Милиционер читает мой паспорт, как детективный роман. Напряженно листает страницу за страницей: чем там все закончится?
Когда уничтожат всю литературу на земле, последней книгой останется паспорт. Пока его не заменят пластиковой карточкой или другой дрянью.
“Иди”, – говорит милиционер, начитавшись.
Мне не хватает воздуха.
Ташкентское метро – одно из самых красивых в мире.
Я, плохо раскрашенный контур, плыву по эскалатору. Ноздри и глаза залепило мрамором. Я открываю рот и шевелю бумажным языком. В руках трещит банка пива. Контур моей руки сжимает ее, выдавливая невкусные капли.
Сойдя с эскалатора, я смотрю на станцию.
Она пуста. Только в середине стоит большой черный казан. Из казана с любопытством выглядывает голый человек. Милиционер и уборщица пытаются развести под казаном огонь. Слышно, как они забавно путают русские слова. Человек в казане морщится, но не исправляет.
Яков сидел в холодном шатре и играл с лучом света. Луч был длинным и острым. Яков вытянул язык, пытаясь дотянуться до луча. Дотянулся; тысяча маленьких радуг возникла на кончике языка.
Яков улыбнулся деснами.
Но холод все равно не проходил. С высунутым языком стало даже холоднее.
Яков спрятал язык и вытер слюну, набежавшую на волосатый подбородок.
А ведь когда-то Яков был гладким, без этих отростков на щеках, похожих на сухих червей. Кожа была голой, светлой и излучала неяркое жидовское сияние.
Теперь он почти как брат его Исав, у которого даже на губах волосы.
Яков подумал о брате и посмотрел на луч.
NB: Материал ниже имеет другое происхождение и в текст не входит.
PR #927, opened 2025-07-11
Add support for VirtualMachineInstanceMigration latency

ygalblum:
## Type of change

- New feature
- Optimization
- Documentation

## Description
Allow monitoring live migration via the Virtual Machine Instance Migration resource
Replace the call to KubeVirt Migrate with creating the resource to allow controlling its labels

### DIFF
--- a/docs/measurements/index.md
+++ b/docs/measurements/index.md
@@ -697,6 +697,161 @@ Where `quantileName` matches with the pvc phases and can be:
 
 And the metrics, error rates, and their thresholds work the same way as in the other latency measurements.
 
+## VirtualMachineInstanceMigration Latency
+
+Collects latencies from different VirtualMachineInstanceMigration phases on the cluster, these **latency metrics are in ms**. It can be enabled with:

Вытянул ногу, пошевелил пальцами. Луч стекал по ступне, не согревая. Надо позвать собаку.
Пусть оближет горячим, как летний дождь, языком.
В шатер вошел человек в одежде слуги. Человек был похож на собаку.
Маленькие глаза, большие темные ноздри. Ходил почти на четвереньках.
“Господин, к вам пришел Ангел”.
“Зови”.
Слуга пошевелил ушами и выбежал.
Вошел Ангел в женском платье. Сел на край лежанки.
Яков приподнялся на локтях и попытался поцеловать гостя.
Ангел созерцал движения Якова с обычной, принятой у его сословия, улыбкой.
Яков заметил, что глаза Ангела постоянно меняют цвет. То голубые, то теперь – карие. Интересно быть ангелом!
“Постарел ты, Яков, – сказал Ангел слегка гнусавым, как пастуший рожок, голосом. – Как-то вы, люди, стареете быстро. Только подружишься с человеком, а его уже заворачивают и уносят”.
Яков присел под одеялом: “Не ангелы мы, мы стареем. Это вы все как огурчики”.
Глаза гостя стали серыми. “Мы тоже меняемся. С нашей первой встречи я стал старше на одну десятитысячную вечности”.
Яков закрыл глаза и стал представлять себе десятитысячную вечности.
“Люблю я тебя, Яков, – сказал Ангел, – за твою простоту. Что принимаешь меня просто как я есть и чудес не требуешь”.
“А кто их требует?”
“Пока никто, – сказал Ангел, – а потом начнут: и сияние, и музыку, и чтобы по воздуху летали”.
“Зачем по воздуху?”
Яков знал, что ангелы не любят вопросов. Но вопросы так и кололи ему язык.